- Task data:
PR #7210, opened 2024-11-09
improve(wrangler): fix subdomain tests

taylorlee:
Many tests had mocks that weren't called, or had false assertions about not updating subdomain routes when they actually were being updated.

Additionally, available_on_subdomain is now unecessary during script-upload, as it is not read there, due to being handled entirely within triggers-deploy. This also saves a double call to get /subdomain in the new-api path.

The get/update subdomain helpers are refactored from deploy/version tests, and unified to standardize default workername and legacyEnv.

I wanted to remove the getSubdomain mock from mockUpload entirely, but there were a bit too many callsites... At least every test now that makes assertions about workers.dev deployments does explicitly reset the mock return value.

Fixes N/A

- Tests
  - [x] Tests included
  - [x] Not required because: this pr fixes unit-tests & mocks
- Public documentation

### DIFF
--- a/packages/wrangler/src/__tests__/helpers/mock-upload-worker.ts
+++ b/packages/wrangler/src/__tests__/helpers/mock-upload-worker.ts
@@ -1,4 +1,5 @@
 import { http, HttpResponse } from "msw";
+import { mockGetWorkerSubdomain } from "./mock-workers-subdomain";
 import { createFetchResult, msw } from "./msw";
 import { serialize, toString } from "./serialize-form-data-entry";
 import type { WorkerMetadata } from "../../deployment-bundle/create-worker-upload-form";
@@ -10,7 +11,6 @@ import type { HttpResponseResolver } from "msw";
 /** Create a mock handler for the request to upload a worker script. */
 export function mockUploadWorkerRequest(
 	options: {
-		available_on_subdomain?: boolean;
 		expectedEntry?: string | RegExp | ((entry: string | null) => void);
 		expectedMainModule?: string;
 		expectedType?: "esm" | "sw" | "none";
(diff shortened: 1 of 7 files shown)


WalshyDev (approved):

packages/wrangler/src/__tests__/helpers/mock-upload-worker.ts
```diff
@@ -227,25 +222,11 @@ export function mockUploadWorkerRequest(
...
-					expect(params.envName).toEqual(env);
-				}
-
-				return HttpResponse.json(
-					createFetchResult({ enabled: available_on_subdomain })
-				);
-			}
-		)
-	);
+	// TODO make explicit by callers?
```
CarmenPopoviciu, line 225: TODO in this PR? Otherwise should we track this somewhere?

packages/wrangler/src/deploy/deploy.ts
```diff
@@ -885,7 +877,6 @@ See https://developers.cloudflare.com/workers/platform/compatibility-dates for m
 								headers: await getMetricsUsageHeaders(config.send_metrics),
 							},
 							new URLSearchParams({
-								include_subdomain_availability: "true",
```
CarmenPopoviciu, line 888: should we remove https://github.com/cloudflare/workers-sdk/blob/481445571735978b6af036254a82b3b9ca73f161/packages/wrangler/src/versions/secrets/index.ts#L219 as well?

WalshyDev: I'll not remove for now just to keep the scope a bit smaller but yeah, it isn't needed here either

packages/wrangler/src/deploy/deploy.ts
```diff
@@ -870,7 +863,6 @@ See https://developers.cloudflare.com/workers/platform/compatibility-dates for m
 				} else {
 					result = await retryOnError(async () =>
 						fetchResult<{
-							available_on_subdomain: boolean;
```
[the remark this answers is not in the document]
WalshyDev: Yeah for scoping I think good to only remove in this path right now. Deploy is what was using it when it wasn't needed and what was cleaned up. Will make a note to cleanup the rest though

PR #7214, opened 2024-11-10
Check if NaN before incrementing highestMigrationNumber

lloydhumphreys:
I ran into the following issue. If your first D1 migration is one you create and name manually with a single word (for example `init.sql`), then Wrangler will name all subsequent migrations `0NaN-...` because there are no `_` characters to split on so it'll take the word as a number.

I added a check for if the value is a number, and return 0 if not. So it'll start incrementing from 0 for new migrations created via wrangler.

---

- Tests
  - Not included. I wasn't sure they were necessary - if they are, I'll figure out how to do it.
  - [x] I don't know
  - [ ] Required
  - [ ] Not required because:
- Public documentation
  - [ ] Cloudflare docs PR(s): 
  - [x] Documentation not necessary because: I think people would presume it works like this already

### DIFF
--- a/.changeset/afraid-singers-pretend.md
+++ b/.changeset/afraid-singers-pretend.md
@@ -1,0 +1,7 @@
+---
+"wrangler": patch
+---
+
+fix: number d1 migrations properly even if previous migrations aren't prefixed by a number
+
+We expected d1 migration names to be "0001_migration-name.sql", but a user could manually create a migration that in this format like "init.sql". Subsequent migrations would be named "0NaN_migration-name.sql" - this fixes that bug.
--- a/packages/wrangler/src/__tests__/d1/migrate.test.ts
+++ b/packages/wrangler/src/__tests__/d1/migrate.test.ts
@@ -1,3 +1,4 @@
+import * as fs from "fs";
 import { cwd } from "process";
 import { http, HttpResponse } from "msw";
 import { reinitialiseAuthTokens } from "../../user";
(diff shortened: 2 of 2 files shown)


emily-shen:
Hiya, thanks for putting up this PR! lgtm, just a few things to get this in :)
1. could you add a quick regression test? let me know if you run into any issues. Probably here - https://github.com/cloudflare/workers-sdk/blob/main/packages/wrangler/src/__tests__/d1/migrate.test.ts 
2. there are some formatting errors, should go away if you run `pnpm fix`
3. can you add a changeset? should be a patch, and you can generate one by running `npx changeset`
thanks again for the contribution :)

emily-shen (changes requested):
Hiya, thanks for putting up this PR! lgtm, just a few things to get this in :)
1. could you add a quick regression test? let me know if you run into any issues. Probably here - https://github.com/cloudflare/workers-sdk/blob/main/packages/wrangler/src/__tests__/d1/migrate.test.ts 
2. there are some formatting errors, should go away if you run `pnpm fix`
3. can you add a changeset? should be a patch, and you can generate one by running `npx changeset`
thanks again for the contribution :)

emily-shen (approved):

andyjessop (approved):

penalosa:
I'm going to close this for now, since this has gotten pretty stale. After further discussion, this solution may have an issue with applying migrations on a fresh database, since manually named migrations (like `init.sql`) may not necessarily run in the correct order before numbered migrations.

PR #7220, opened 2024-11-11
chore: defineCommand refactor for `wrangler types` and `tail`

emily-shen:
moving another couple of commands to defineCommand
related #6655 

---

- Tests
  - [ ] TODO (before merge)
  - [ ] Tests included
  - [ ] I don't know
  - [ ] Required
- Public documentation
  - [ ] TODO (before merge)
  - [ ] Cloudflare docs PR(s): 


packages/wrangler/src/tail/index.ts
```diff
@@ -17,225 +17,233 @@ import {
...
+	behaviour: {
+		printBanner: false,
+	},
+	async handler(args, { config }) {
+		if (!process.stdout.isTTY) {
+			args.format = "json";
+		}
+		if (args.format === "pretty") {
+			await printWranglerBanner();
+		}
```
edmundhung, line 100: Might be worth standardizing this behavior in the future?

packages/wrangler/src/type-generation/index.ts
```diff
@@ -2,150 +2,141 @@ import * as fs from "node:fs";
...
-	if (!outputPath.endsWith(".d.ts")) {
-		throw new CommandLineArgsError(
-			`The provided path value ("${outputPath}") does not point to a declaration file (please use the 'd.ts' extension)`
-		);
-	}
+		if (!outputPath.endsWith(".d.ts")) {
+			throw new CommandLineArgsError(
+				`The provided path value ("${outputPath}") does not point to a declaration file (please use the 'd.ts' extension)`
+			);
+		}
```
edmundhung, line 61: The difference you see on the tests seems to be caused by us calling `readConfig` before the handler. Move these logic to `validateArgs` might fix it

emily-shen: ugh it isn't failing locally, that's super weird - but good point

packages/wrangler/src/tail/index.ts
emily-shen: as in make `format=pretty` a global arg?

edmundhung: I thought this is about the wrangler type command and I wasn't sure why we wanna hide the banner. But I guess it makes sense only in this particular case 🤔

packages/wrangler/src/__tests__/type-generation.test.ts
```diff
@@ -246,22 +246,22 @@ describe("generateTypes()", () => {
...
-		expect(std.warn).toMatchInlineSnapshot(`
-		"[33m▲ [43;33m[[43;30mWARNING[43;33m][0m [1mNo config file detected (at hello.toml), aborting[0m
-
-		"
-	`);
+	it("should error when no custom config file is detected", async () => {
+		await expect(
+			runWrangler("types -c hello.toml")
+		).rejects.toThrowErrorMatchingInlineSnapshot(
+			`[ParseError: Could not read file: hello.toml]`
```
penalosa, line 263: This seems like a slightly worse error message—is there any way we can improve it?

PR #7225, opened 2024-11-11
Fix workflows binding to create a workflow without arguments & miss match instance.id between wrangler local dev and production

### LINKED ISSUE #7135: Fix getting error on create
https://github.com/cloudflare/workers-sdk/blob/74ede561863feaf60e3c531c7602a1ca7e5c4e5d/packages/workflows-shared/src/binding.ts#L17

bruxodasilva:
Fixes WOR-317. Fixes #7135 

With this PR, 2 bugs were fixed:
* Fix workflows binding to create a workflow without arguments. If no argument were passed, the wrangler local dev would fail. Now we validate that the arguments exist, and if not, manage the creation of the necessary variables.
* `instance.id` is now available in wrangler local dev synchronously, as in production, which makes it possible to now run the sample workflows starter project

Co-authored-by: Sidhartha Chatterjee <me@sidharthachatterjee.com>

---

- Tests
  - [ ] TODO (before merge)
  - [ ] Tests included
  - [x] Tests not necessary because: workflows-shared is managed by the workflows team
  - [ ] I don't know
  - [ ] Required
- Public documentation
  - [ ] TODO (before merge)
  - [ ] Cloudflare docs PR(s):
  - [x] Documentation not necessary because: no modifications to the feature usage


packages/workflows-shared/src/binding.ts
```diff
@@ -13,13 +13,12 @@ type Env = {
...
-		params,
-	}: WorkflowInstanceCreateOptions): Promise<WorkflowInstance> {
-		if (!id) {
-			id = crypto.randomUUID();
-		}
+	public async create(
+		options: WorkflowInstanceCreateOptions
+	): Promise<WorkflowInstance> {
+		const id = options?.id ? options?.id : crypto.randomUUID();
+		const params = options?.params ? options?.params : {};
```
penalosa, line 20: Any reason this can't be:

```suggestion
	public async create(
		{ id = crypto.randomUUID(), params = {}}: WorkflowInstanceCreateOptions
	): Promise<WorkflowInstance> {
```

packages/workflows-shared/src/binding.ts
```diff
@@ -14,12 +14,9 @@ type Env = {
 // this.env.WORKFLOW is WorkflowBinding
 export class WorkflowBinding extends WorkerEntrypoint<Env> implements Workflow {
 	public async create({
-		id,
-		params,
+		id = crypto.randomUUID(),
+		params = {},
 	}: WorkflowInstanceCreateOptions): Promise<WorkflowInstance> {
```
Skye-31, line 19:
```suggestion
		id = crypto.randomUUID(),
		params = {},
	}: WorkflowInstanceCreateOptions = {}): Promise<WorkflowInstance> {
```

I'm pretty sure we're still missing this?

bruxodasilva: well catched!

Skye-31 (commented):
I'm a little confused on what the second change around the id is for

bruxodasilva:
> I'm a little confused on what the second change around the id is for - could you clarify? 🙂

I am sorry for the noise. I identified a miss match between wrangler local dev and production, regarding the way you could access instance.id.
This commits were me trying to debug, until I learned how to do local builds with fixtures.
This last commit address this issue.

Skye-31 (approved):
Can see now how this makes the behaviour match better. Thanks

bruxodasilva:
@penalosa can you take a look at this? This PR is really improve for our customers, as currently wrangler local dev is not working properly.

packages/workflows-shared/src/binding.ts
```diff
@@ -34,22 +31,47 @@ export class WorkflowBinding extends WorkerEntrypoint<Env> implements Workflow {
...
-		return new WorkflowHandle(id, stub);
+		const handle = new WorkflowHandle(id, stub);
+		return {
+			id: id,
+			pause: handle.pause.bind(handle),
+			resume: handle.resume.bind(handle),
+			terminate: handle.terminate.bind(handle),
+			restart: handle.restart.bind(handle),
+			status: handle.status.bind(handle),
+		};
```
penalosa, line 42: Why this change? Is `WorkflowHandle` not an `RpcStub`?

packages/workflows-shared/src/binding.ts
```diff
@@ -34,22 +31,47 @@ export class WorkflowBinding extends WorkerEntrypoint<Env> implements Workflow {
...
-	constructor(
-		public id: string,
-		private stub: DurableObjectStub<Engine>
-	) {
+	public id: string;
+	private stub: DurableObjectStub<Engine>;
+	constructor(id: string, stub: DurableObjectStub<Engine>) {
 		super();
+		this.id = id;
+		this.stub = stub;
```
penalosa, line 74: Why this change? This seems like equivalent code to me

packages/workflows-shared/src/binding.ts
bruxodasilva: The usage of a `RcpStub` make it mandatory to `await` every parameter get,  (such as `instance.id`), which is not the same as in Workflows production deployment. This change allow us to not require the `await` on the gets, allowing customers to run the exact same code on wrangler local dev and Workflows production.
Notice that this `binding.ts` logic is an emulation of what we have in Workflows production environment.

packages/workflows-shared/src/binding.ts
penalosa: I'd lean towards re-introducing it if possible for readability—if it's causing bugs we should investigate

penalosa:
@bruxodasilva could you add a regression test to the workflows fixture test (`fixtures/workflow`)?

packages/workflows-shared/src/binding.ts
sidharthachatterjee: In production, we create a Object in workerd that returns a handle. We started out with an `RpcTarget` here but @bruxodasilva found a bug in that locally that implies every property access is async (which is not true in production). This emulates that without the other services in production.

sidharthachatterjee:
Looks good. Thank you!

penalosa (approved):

- Task directions:
Looking through the data above, copy out each line in which the string "changeset" occurs.

- Solution:
--- a/.changeset/afraid-singers-pretend.md
+++ b/.changeset/afraid-singers-pretend.md
3. can you add a changeset? should be a patch, and you can generate one by running `npx changeset`
3. can you add a changeset? should be a patch, and you can generate one by running `npx changeset`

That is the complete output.